Films in London this week: THE BUZZER at Walthamstow Smartphone Film Festival (23 NOV).

INTERVIEW: Walthamstow Smartphone Film Festival [23 NOV 2018]

Documentary specialists Last Frame Club are hosting their first Smartphone Film Festival in Walthamstow this Friday (23 NOV 18:00). RADIANT CIRCUS chatted with co-director Vera Hems Anderson about new adventures in handheld movie making.

WHAT IT FEELS LIKE at Walthamstow Smartphone Film Festival (23 NOV).
WHAT IT FEELS LIKE at Walthamstow Smartphone Film Festival (23 NOV).

[RADIANT CIRCUS]: How has the smartphone festival come about?

[Vera Hems Anderson]: It is part of a larger project called Last Frame Club, which started in the borough of Waltham Forest back in April. Our aim is to provide affordable filmmaking workshops and screen films, predominantly documentary, from and about underrepresented people. The festival will be a night of screenings, discussion panels and networking to encourage those already working in film and those just starting out to come together to appreciate digital storytelling and help make filmmaking more accessible.

[RADIANT CIRCUS]: With ever more powerful smartphones in our pockets, is mobile documentary making breaking new boundaries?

[Vera Hems Anderson]: We think so, yes. We were somewhat inspired by our friends at Rainbow Collective to look into smartphone filmmaking. They’ve worked across the globe working with people on limited budgets and affordable equipment. Most recently they’ve been doing a lot of work with The Ledbury Action Group and The Grenfell Action Group. We saw that they were attending protests and speaking with locals and by using low key equipment, they were able to get interviews and footage online quickly. They are still there long after the major news channels have lost interest. People are still homeless and no answers have been provided but smartphones and social media have allowed people to keep telling this story and exposing news as it happens. Access to equipment like a smartphone also means the right people can be the ones telling the stories. We’re not only reliant on reporters or tv studios to do it for us anymore.

[RADIANT CIRCUS]: Does the use of a smartphone result in new form / genre or, as David Hockney insists of the iPad, is the tech just a tool?

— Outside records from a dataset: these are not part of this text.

PR #32225, opened 2021-01-31
[4.0] Stop tabs shifting and fix contrast issue

brianteeman:
Apply pr and rebuild css with npm i and test the TWO issues

### Before
before

### After
after

### Before
image

### After
image

### DIFF
--- a/administrator/templates/atum/scss/vendor/joomla-custom-elements/joomla-tab.scss
+++ b/administrator/templates/atum/scss/vendor/joomla-custom-elements/joomla-tab.scss
@@ -136,12 +136,12 @@ joomla-tab {
       position: relative;
       display: block;
       padding: .75em 1em;
+      margin: -1px 0;
       color: var(--atum-special-color);
       text-decoration: none;
       border-top: 1px solid #fff;
       border-bottom: 1px solid $gray-300;
       box-shadow: none;
-      margin: -1px 0;
 
       &[active],
       &:hover {
--- a/administrator/templates/atum/scss/vendor/joomla-custom-elements/joomla-tab.scss
+++ b/administrator/templates/atum/scss/vendor/joomla-custom-elements/joomla-tab.scss
@@ -57,7 +57,7 @@ joomla-tab {
         margin: -1px;
         background-color: $white;
         background-image: none;
-        border: 2px solid var(--bluegray);
+        border: 1px solid var(--bluegray);
         border-bottom: solid 1px #fff;
         border-radius: 0;
         box-shadow: none;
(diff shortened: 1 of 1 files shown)


wilsonge:
I'd made this change on the original BS5 branch because it fixed the vertical tabs spacing. Now when you hover over the vertical tabs (e.g. the user groups on the permissions form field) you get a vertical padding tweak. This PR is probably right as it's the original behaviour - but we need to figure out where the the extra spacing comes from on the vertical tabs before we can merge otherwise it just moves the fix from one place to another.

brianteeman:
Its not as noticable on the vertical ;)

wilsonge:
Adding `margin: -0.5px` to line 147 https://github.com/joomla/joomla-cms/pull/32225/files#diff-d250836f7da8e2204b9426a82d83049c1d94f8a8e359ac5b7efac2603b93fd0cL147 (i.e. above the color definition currently on that line) seems to fix the vertical tab issue. But I'm sure there must be some higher reason why horizontal tabs need -1px margin and vertical tabs only -0.5px from the bs4 move

wilsonge:
> Its not as noticable on the vertical ;)

@Quy pointed it out on the original PR - I can't get anything past him :D

brianteeman:
the margin is needed due to the thickness of the border iirc

wilsonge:
The extra border is common to both elements both. maybe just not noticeable as a 0.5px gap on hovered horizontal tabs as it doesn't shift the content beneath it?

brianteeman:
border-top is 2px
border left and right is 1px

So the correct fix is to change border-top on vertical to 1px

brianteeman:
almost but not quite. I have it working on everything but when it is active AND hover

Will look again tomorrow sometime

brianteeman:
@wilsonge should be ok for both horizontal AND vertical now

administrator/templates/atum/scss/vendor/joomla-custom-elements/joomla-tab.scss
```diff
@@ -138,9 +138,10 @@ joomla-tab {
       padding: .75em 1em;
       color: var(--atum-special-color);
       text-decoration: none;
-      border: 0;
+      border-top: 1px solid #fff;
```
Fedik: if you like, you can use `transparent` color, then it will work with any background :wink:

richard67:
Code style: https://ci.joomla.org/joomla/joomla-cms/39763/1/20

wilsonge:
Tested this locally and can confirm it works. Merging for tomorrow's beta.

brianteeman:
Thanks.

PR #32230, opened 2021-02-01
[4.0] Fixing issues from Psalm quality checks

Hackwar:
This is another batch of fixes to docblocks and method calls from the Psalm quality tool. This can not be tested, but needs to be reviewed.


PhilETaylor:
Careful... you will get dragged down a huge rabbit hole updating the docblocks and the types of each param... literally thousands of them are wrong. I looked to fix them but was overwhelmed! Making joomla type safe is going to be a nightmare in the future.

Hackwar:
Which is why I'm starting small and doing little steps. Not claiming to fix every problem everywhere, but when I run into them, I can fix them. Every improvement helps when later working with an IDE.

PhilETaylor:
Totally agree. phpStorm has a nightmare at the moment  :-(

libraries/src/Cache/Controller/CallbackController.php
```diff
@@ -183,7 +183,7 @@ public function store($data, $id, $group = null, $wrkarounds = true)
 	/**
 	 * Generate a callback cache ID
 	 *
-	 * @param   callback  $callback  Callback to cache
```
wilsonge, line 186: Whilst obviously callback isn't a thing. This new block isn't true either as you can see from the first line of the function it handles objects and array's that aren't direct callable's. I think until we look closer for now this just needs to be `mixed`

libraries/src/Component/Router/RouterViewConfiguration.php
```diff
@@ -147,7 +147,7 @@ public function setKey($key)
 	 *
 	 * @since   3.5
 	 */
-	public function setParent(RouterViewconfiguration $parent, $parentKey = false)
+	public function setParent(RouterViewconfiguration $parent, $parentKey = null)
```
wilsonge, line 150: Why not just an empty string and use `empty()`?

wilsonge:
One fix required and this is good to merge

libraries/src/Cache/Controller/CallbackController.php
Hackwar: fixed

wilsonge:
Thanks!

PR #32994, opened 2021-04-04
[4] Disable auto complete on url field in extension installer

PhilETaylor:
### Summary of Changes

When installing from url, the input field allows autocomplete, and browsers then store this for use later.

This has lead to urls being stored in the browser, and `extra_query` values also being stored

As the chances of having to install the same url to the same site multiple times is very very low, there is no reason for the browser to be storing the URL values for future use, and there's no point in autofill on this field.

Also another bug, is if your autofill cache has a longer url of the same one you are trying to install (for example the same url with an appended `extra_query`) then after pasting in your URL (without  `extra_query`), the browser sometimes auto-appends with the  `extra_query` on blur, or just before blur, just when you are clicking the button, at the worst time! 

Most browsers the autofill cache is PER SITE, so you lose nothing by disabling this. 

### Testing Instructions

Apply PR, check the field doesn't present any autofill suggestions. 

Screen Recording 2021-04-04 at 01 30 56 pm

Screen Recording 2021-04-04 at 01 24 29 pm

Browser doesn't store, or present a saved listed of urls for autocompletion. 

None

### DIFF
--- a/plugins/installer/urlinstaller/tmpl/default.php
+++ b/plugins/installer/urlinstaller/tmpl/default.php
@@ -26,7 +26,7 @@ $this->app->getDocument()->getWebAssetManager()
 		<?php echo Text::_('PLG_INSTALLER_URLINSTALLER_TEXT'); ?>
 	</label>
 	<div class="controls">
-		<input type="text" id="install_url" name="install_url" class="form-control" placeholder="https://">
+		<input type="text" id="install_url" name="install_url" class="form-control" placeholder="https://" autocomplete="off">
 	</div>
 </div>
 <hr>


brianteeman:
Please dont. I use this ability everyday several times to install patchtester

PhilETaylor:
Install a text snippets expander :) then you can just map a few chars to the url and then just type a few chars like "ipttt" and have that expand to the url.  or even use Mac keyboard shortcuts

[Vera Hems Anderson]: This is an interesting question. We actually have one film we’re screening that could be very much the result of a smartphone genre film, if there is such a thing… The entire film consists of a text message conversation and is a thriller in style and story. It’s interesting how this film still grabs your attention and has you on the edge of your seat in suspense but essentially there is no change in visual, you are literally watching a back and forth text message conversation. We had quite a few horror submissions and I think the style lends itself well to that genre as it’s so relatable. The audience are thinking ‘this could be me’ – much like how the ‘found footage’ approach using low cost camcorders lent itself to the genre in the late 90’s/early 00’s with films like THE BLAIR WITCH PROJECT, CLOVERFIELD and PARANORMAL ACTIVITY. So, I’m not sure if it’s creating a new genre as such but it most definitely is creating new styles within the genres and is pushing filmmakers to use new techniques.

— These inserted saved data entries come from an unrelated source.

PR #33004, opened 2021-04-04
[4] s/int/mixed 

PhilETaylor:
Code review

The `min()` function in PHP returns a `mixed` and not `int`

https://www.php.net/manual/en/function.min.php

### DIFF
--- a/libraries/src/Utility/Utility.php
+++ b/libraries/src/Utility/Utility.php
@@ -54,7 +54,7 @@ class Utility
 	 *
 	 * @param   mixed  $custom  A custom upper limit, if the PHP settings are all above this then this will be used
 	 *
-	 * @return  integer  Size in number of bytes
+	 * @return  mixed  Size in number of bytes
 	 *
 	 * @since   3.7.0
 	 */


HLeithner:
Not sure about this on, I mean it's a b/c break changing this, so maybe cast to int would be better and possible?

PhilETaylor:
well that your call. I don't see how following thePHP documentation is a b.c break though.

ceford:
I have tested this item :white_check_mark: successfully on 68cedf8875ebfb6317ecb097f60db0faeb639674<br /><br />I looked at the code and noted that getMaxUploadSize is used in three places and as this is just a correction to the description of what is returned I think it is OK. If it were to be cast as an int that would be a change that might have b/c consequences. I declare myself a php amateur here so agree it is for the experts to call.<hr /><sub>This comment was created with the <a href="https://github.com/joomla/jissues">J!Tracker Application</a> at <a href="https://issues.joomla.org/tracker/joomla-cms/33004">issues.joomla.org/tracker/joomla-cms/33004</a>.</sub>

PhilETaylor:
> I looked at the code and noted that getMaxUploadSize is used in three places

In Joomla core. You do not know how many calls this method gets (if any) from 3rd Party code in plugins/extensions (probably none, but that's not the point.

Before this PR this method ALWAYS returned with a type of `mixed` as that is literally the PHP documented type returned from `min()` according to https://www.php.net/manual/en/function.min.php

```
min() returns the parameter value considered "lowest" according to standard comparisons. If multiple values of different types evaluate as equal (e.g. 0 and 'abc') the first provided to the function will be returned.

If an empty array is passed, then false will be returned and an E_WARNING error will be emitted.
```

Therefore, to cast the return to an `int` is (theoretically) a backward incompatible change. 

Changing the docblock to factually state that the return type from the min is `mixed` is fully backward compatible.

ceford:
@PhilETaylor on your last comment I think that is all what I said or meant. You are working too hard. But keep going!

PhilETaylor:
My last part was disagreeing with @HLeithner

HLeithner:
In the end it's like this several years so better documentation follows code then the way around (at least in this case)

PhilETaylor:
Don't get me started with how bad some of the docblocks are in joomla 3 haha

PR #33007, opened 2021-04-04
[4] Cast data object to string

PhilETaylor:
Code review

When `$data` is passed into this method it has type `object` according to the docblock for this method.

There is already a case on line 447 where the object is cast to string

`$source->url` has a docblock type (in DownloadSource.php) of string.

Therefore assign an object to an object property of type string is incorrect and we first need to cast to a string before assigning.

### DIFF
--- a/libraries/src/Updater/Update.php
+++ b/libraries/src/Updater/Update.php
@@ -453,7 +453,7 @@ class Update extends CMSObject
 		{
 			// Grab the last source so we can append the URL
 			$source = end($this->downloadSources);
-			$source->url = $data;
+			$source->url = (string) $data;
 
 			return;
 		}


PhilETaylor:
In fact this might not be right and needs further investigation of exactly what `$data` type and contains as Psalm is now contradicting the other cast saying an object cannot be cast to string! 

```
ERROR: InvalidCast - libraries/src/Updater/Update.php:447:76 - object cannot be cast to string (see https://psalm.dev/103)
			$this->currentUpdate->stability = $this->stabilityTagToInteger((string) $data);


ERROR: InvalidPropertyAssignmentValue - libraries/src/Updater/Update.php:456:19 - $source->url with declared type 'string' cannot be assigned type 'object' (see https://psalm.dev/145)
			$source->url = $data;
```

PR #33011, opened 2021-04-04
[4] append additional type to type hint

PhilETaylor:
Code review.

This method can and is called many times with a string as the value for `$button`

E.g:

```php
$bar->appendButton('Custom', $layout->render($options), 'versions');

$bar->appendButton('Standard', 'cancel', $alt, $task, false);
```

### DIFF
--- a/libraries/src/Toolbar/Toolbar.php
+++ b/libraries/src/Toolbar/Toolbar.php
@@ -159,8 +159,8 @@ class Toolbar
 	/**
 	 * Append a button to toolbar.
 	 *
-	 * @param   ToolbarButton  $button  The button instance.
-	 * @param   array          $args    The more arguments.
+	 * @param   ToolbarButton|string  $button  The button instance.
+	 * @param   array                 $args    The more arguments.
 	 *
 	 * @return  ToolbarButton|boolean  Return button instance to help chaining configure. If using legacy arguments
 	 *                                 returns true
--- a/libraries/src/Toolbar/Toolbar.php
+++ b/libraries/src/Toolbar/Toolbar.php
@@ -158,8 +158,9 @@ class Toolbar
 
 	/**
 	 * Append a button to toolbar.
+	 * @deprecated 5.0  Note that the passing of $button as a (string) is deprecated and will be removed with Joomla 5.0.
 	 *
-	 * @param   ToolbarButton|string  $button  The button instance. String type is deprecated and will be removed with Joomla 5.0
+	 * @param   ToolbarButton|string  $button  The button instance.
 	 * @param   array                 $args    The more arguments.
 	 *
 	 * @return  ToolbarButton|boolean  Return button instance to help chaining configure. If using legacy arguments
--- a/libraries/src/Toolbar/Toolbar.php
+++ b/libraries/src/Toolbar/Toolbar.php
@@ -159,7 +159,7 @@ class Toolbar
 	/**
 	 * Append a button to toolbar.
 	 *
-	 * @param   ToolbarButton|string  $button  The button instance.
+	 * @param   ToolbarButton|string  $button  The button instance. String type is deprecated and will be removed with Joomla 5.0
 	 * @param   array                 $args    The more arguments.
 	 *
 	 * @return  ToolbarButton|boolean  Return button instance to help chaining configure. If using legacy arguments


HLeithner:
You can but you shouldn't because it's deprecated maybe comment this in the parameter description?

PhilETaylor:
If the docblocks don't match real life then IDEs like phpStorm and static analysis like psalm will continue to error and moan.

libraries/src/Toolbar/Toolbar.php
```diff
@@ -159,8 +159,8 @@ public function setFactory(ToolbarFactoryInterface $factory): self
 	/**
 	 * Append a button to toolbar.
 	 *
-	 * @param   ToolbarButton  $button  The button instance.
-	 * @param   array          $args    The more arguments.
+	 * @param   ToolbarButton|string  $button  The button instance.
```
HLeithner, line 163:
```suggestion
	 * @param   ToolbarButton|string  $button  The button instance. String type is deprecated and will be removed with Joomla 5.0
```

I thought about something like this.

brianteeman: then it should be a proper deprecated note

ceford:
I have tested this item :white_check_mark: successfully on dec2be7f143ee9f4857e3408539259f323b2c1e6<br /><br />I have looked up the toolbar button code quite a bit so approve the docblock clarification that the parameter can be a ToolbarButton or a string, and the deprecation comment.<hr /><sub>This comment was created with the <a href="https://github.com/joomla/jissues">J!Tracker Application</a> at <a href="https://issues.joomla.org/tracker/joomla-cms/33011">issues.joomla.org/tracker/joomla-cms/33011</a>.</sub>

richard67:
@brianteeman I don't think we have a proper way for deprecation notes if the deprecation only concerns one of the possible data types of a mixed parameter. But I'm not sure with that. To me it seems ok like it is now in this PR.

brianteeman:
It will be ignored by any tooling that reports on code being deprecated

richard67:
> It will be ignored by any tooling that reports on code being deprecated

Yes, I saw. But do you know a way to make it ok for the tools?

PhilETaylor:
It needs a `@deprecated` tag

richard67:
> It needs a `@deprecated` annotation

Yes, but how is it made for a function parameter with mixed type where only one of the possible types is deprecated? I can't remember having ever seen an example for that.

wilsonge:
I don't believe there's any deprecated annotations for parameters. You just write it in the method description (and can choose to use the @note annotation as well) - at least to the best of my knowledge. Not sure where the latest developments on the PSR-5 saga have got to...<hr /><sub>This comment was created with the <a href="https://github.com/joomla/jissues">J!Tracker Application</a> at <a href="https://issues.joomla.org/tracker/joomla-cms/33011">issues.joomla.org/tracker/joomla-cms/33011</a>.</sub>

richard67:
I have tested this item :white_check_mark: successfully on 35f71bfed06f8448366eaa78567c22941b0d42d8<hr /><sub>This comment was created with the <a href="https://github.com/joomla/jissues">J!Tracker Application</a> at <a href="https://issues.joomla.org/tracker/joomla-cms/33011">issues.joomla.org/tracker/joomla-cms/33011</a>.</sub>

richard67:
RTC<hr /><sub>This comment was created with the <a href="https://github.com/joomla/jissues">J!Tracker Application</a> at <a href="https://issues.joomla.org/tracker/joomla-cms/33011">issues.joomla.org/tracker/joomla-cms/33011</a>.</sub>

richard67:
Previous test by @ceford was still valid since last change after that was just a change on the deprecation comment. It has a correct annotation now so can be found by tools.

HLeithner:
if you use string now you get a deprecation, if you read the documentation you don't see any deprecation. So I would simple add the note to the parameter or what george suggested use the @note annotation please?

rdeutz:
@PhilETaylor could you add a note and we are good to merge this, thanks.

PhilETaylor:
Using `@note` will not achieve the aim of this PR which is to have the deprecation shown in IDE and static analysis tools. Those tools need the `@deprecated` tag.

SharkyKZ:
I have tested this item :red_circle: unsuccessfully on 35f71bfed06f8448366eaa78567c22941b0d42d8<br /><br />This method is not deprecated.<hr /><sub>This comment was created with the <a href="https://github.com/joomla/jissues">J!Tracker Application</a> at <a href="https://issues.joomla.org/tracker/joomla-cms/33011">issues.joomla.org/tracker/joomla-cms/33011</a>.</sub>

PR #33031, opened 2021-04-06
proper html syntax

cric2000:
Pull Request for Issue # .

### DIFF
--- a/tmp/index.html
+++ b/tmp/index.html
@@ -1,1 +1,5 @@
-<!DOCTYPE html><title></title>
+<!DOCTYPE html>
+<head>
+<title></title>
+</head>
+</html>


brianteeman:
This is just as invalid as the original markup. The original file is adequate for the purpose it serves. Plus if you look more closely you will find that there are about 50 files that would need to be updated not just this one. Finally when you submitted the pull request you were asked 5 questions that you need to answer.

Fedik:
The existing html is pretty valid (if not count empty title tag).
Nothing to fix here.

richard67:
@cric2000 First of all thank you for your first pull request. Unfortunately it has a few mistakes:

1. When you create a new pull request (PR) you can see there are headings like "Summary of Changes", "Testing Instructions". They are not there for nothing. We assume that the creator of the PR adds the corresponding information below these headings. For testing instructions in such a case like here a "Code review" would be sufficient.
2. The index.html files in some of Joomla's folders are not meant to be shown in a browser. They are dummy files in otherwise empty folders which are needed to create the zip packages, because zip by default doesn't pack empty folders. In past we had these files in all folders in order to prevent directory listing in the browser. But this is not necessary anymore since directory listing is blocked in every reasonable webserver configuration. So these files don't require things like "normal" html pages should contain.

[RADIANT CIRCUS]: What does all this mean for audiences?

[Vera Hems Anderson]: Audiences are getting harder to fool, for sure. Audiences are more tech savvy and are less forgiving. I don’t think this is a bad thing though – it’s pushing filmmakers to try new approaches, use new equipment and create new stories. New tech and new platforms have opened documentary up to audiences who would have likely avoided it in the past. If you look at the success of series like MAKING A MURDERER on Netflix, this is largely down to accessibility – Netflix is really an affordable and constantly changing modern day video shop (I’m not saying I don’t want Blockbuster back, we all do…) but this makes for quite an exciting time for a genre like documentary.

[RADIANT CIRCUS]: What kind of delights can audiences expect at the festival?

[Vera Hems Anderson]: You’ll get to see some docs from local filmmakers with no prior filmmaking experience. They were given the task of shooting a short doc on women within their community. They had their smartphones and 3 weeks to this, so we hope the results encourage curious audience members to get out there and have a go themselves. There’s some great examples of genre filmmaking – horror, comedy, thriller etc and filmmakers that are really pushing themselves to produce great storytelling on a budget.

[RADIANT CIRCUS]: You regularly screen great documentaries in Walthamstow. What’s coming next?

[Vera Hems Anderson]: Our next event will be a great screening of the award winning doc TELL SPRING NOT TO COME THIS YEAR followed by a masterclass with the director, Saeed Taji Farouky. After this, we’ll be taking a small break until the New Year then, fingers crossed, we’ll have more on offer! The workshops and screenings have been hugely well received and we’re starting to see regular faces attending the events. Building an audience takes time but there’s clearly a need for new things in Waltham Forest so we hope to continue.

… and that’s the meat of it.

BUBBLES at Walthamstow Smartphone Film Festival (23 NOV).
BUBBLES at Walthamstow Smartphone Film Festival (23 NOV).